Figure 3.CpG suppression upstream and downstream of exons. The number of nucleotides and dinucleotides up to 1000-bp upstream and up to 1000-bp downstream of exons one through five was determined. The expected number of dinucleotides was calculated from the base composition in each 100-bp interval. Plots show the observed to expected ratio for CpG, GpC and SpS (S = G or C) dinucleotides both upstream and downstream of the indicated exons for ATSR genes.
Figure 4.Sense–antisense exon1–exon overlap is preferentially observed in CpG islands which extend into the first intron. CpG islands analysis. In the set of 18 008 non-redundant RefSeq genes, we determined the presence of CpG islands in genomic sequences using method defined in (29). Alu repeats were excluded by filtering the sequences with RepeatMasker. We identified 10 991 genes (61.0%) characterized by the presence of a CpG island which includes the entire first exon (CpG islands that extend into the first intron). In this set of 10 991 genes, the fraction of ATSR genes (69.3%) and of ATSR genes with sense exon1–antisense exon overlap (76.4%) was determined.
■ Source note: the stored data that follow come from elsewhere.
PR #4173, opened 2025-03-17
Multimap new rate legend

### LINKED ISSUE #4121: Fix up Multimap to use new rate map legend
- Replace old vega.js `<Legend>` with new D3 `<RateMapLegend>`
- adjust the new component to render properly in this multimap view (triggered by incoming boolean prop). it should be a single row, full width of legend items, unless on mobile (maybe tablet?) sizes, in which case it should go back to the normal 2 col view used on the MapCard
- ensure the scale is correct; it needs to cover the full range of ALL states/counties shown across ALL demographic groups.

alinix1:
# Description and Motivation

- Replaces the deprecated Vega.js <Legend> component with the new D3-based <RateMapLegend> in the MultiMapDialog

- Enhances the RateMapLegend component with responsive functionality by implementing the useResponsiveWidth custom hook for dynamic width detection

- Updates useGetLegendColumnCount function in mapLegendUtils.ts to support multi-map mode with appropriate column counts

- Removes hardcoded dimensions and implements container-based responsive sizing

- Adjusts layout calculations and margins for better display across various screen sizes

- Improves legend item positioning and spacing for enhanced readability

- fixes #4121

## Has this been tested? How?

- locally in the browser 

### Desktop view

Image

### Mobile/responsive view

Image

## Types of changes

(leave all that apply)

- Refactor / chore


frontend/src/cards/ui/MultiMapDialog.tsx
```diff
@@ -184,19 +184,18 @@ export default function MultiMapDialog(props: MultiMapDialogProps) {
...
               data={props.data}
-              scaleType={RATE_MAP_SCALE}
-              sameDotSize={true}
-              description={'Consistent legend for all displayed maps'}
+              description={'Legend for rate map'}
               mapConfig={mapConfig}
-              stackingDirection={'horizontal'}
-              columns={6}
+              isSummaryLegend={false}
+              fieldRange={props.fieldRange}
```
benhammondmusic, line 195: nice 👏

frontend/src/charts/choroplethMap/RateMapLegend.tsx
```diff
@@ -139,21 +143,27 @@ export default function RateMapLegend(props: RateMapLegendProps) {
     // Add missing data item to special items
     if (hasMissingData) {
       specialLegendItems.push({
-        color: het.howToColor || '#cccccc', // TODO: use het color
+        color: het.howToColor || '#cccccc',
```
benhammondmusic, line 146: let remove the fallback #cccccc thing; not sure why thats there still

frontend/src/charts/choroplethMap/RateMapLegend.tsx
```diff
@@ -139,21 +143,27 @@ export default function RateMapLegend(props: RateMapLegendProps) {
...
         label: NO_DATA_MESSAGE,
         value: null,
       })
     }
 
-    // Calculate layout
+    // Calculate layout with responsive adjustments
+    // Adjust columns based on available width
+    let adjustedColumnCount = regularColsCount;
+    if (containerWidth < 500 && regularLegendItems.length > 0) {
```
benhammondmusic, line 155: in general it's best practice to avoid "magic numbers" like this 500 here; it makes it really hard for a future dev to understand exactly why the number 500 was used. One solution could be to declare a variable at the top of the file that explains why 500 like `const mobileBreakpoint = 500` and then in-code it'll make more sense why 500. 

However, in this case we already have our breakpoints defined in tailwind, and with a small change we can access them. First, add `export` to the function declaration `getTailwindBreakpointValue` inside the hook file `useIsBreakpointAndUp.tsx`

Now that that inner function is exported (which converts an existing tailwind breakpoint key like `sm` or `smMd` into the numerical pixel value), we can use it to get a number close to 500 that is already in our design system / breakpoints. 

```
const smBreakpoint = getTailwindBreakpointValue('sm')
if (containerWidth < smBreakpoint && //...
```

I think that'll work well and keep us in our existing system. However if you find 500 is truly needed you can use a descriptive variable

frontend/src/charts/choroplethMap/RateMapLegend.tsx
```diff
@@ -163,9 +173,9 @@ export default function RateMapLegend(props: RateMapLegendProps) {
     const height =
       maxItemsInAnyColumn * legendRowHeight + margin.top + margin.bottom
 
-    // Set SVG dimensions
+    // Set SVG dimensions with responsive width
     svg
-      .attr('width', width)
+      .attr('width', containerWidth)
```
benhammondmusic, line 178: cool

frontend/src/charts/choroplethMap/mapLegendUtils.ts
```diff
@@ -117,11 +117,15 @@ export const createUnknownLegend = (
   })
 }
 
-export function useGetLegendColumnCount() {
+export function useGetLegendColumnCount(isMulti?: boolean) {
   const isCompareMode = window.location.href.includes('compare')
   const isTiny = useIsBreakpointAndUp('tiny')
   const isSm = useIsBreakpointAndUp('sm')
+  const isLg = useIsBreakpointAndUp('lg')
+  if (isLg && isMulti) return 10
```
benhammondmusic, line 125: great! you can use your judgement, and if you want to adjust that down to `'md'` or potentially add some more options to this function to really make the best layout feel free

benhammondmusic (commented):
Awesome!! Nice work Ali!

Just a few things before we are ready to merge:
- it looks like biome must not be properly set up in your pre-commit. For now you can run from frontend/ `npm run cleanup` and that'll apply biome formatting to everything. then git add, commit, and repush and [that failing test on CI](https://github.com/SatcherInstitute/health-equity-tracker/actions/runs/13908065436/job/38915620982?pr=4173) should pass
- you should also go back and try to [update your pre-commit settings](https://github.com/SatcherInstitute/health-equity-tracker/actions/runs/13908065436/job/38915620982?pr=4173) so that biome will auto format on every commit. you can also install the biome vscode extension and that will help keep specific code formatting things consistent across all devs

- I made a comment re "magic numbers", see if we are able to either better define why 500 is used, or ideally stick with an existing breakpoint value. We could pursue extending the `useIsBreakpointAndUp` hook to accept an optional ref as well, and then it could use the same width detection logic on a container rather than the full screen... that'd be cool

other wise looks awesome! I think we can continue to tweak it, where given certain combinations of screen width, multimode, compare mode, etc, 2 col of normal data might look best, and work on centering all the items etc. but that can be done in future PRs as well. 

Once we fix the "magic" number, and fix the biome formatting I'm happy to merge it!

eriwarr (approved):
Great job Ali!!!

Figure 5.Antisense transcription and bidirectional gene pairs. (A) Fraction of head-to-head and antisense Aceview gene models. (B) Distribution of distances between the 5′end of Aceview gene models and the 5′end of the RefSeq transcripts. Only Aceview gene models whose 5′end is located within 5 kb of the RefSeq transcription start are shown (4270).
Figure 6.Analysis of 5′UTR and exon1 lengths. (A) 5′UTR lengths were determined according to UCSC genome browser annotations. Box plots show the distribution of 5′UTR lengths in non-ATSR genes, ATSR genes, ATSR genes with exon–exon overlap and in genes reported as CpG island methylated in human cancer. (B) Box plots show the distribution of exon1 lengths as annotated by the UCSC genome browser for non-ATSR genes, ATSR genes, ATSR genes with exon–exon overlap and for genes reported as CpG island methylated in human cancer.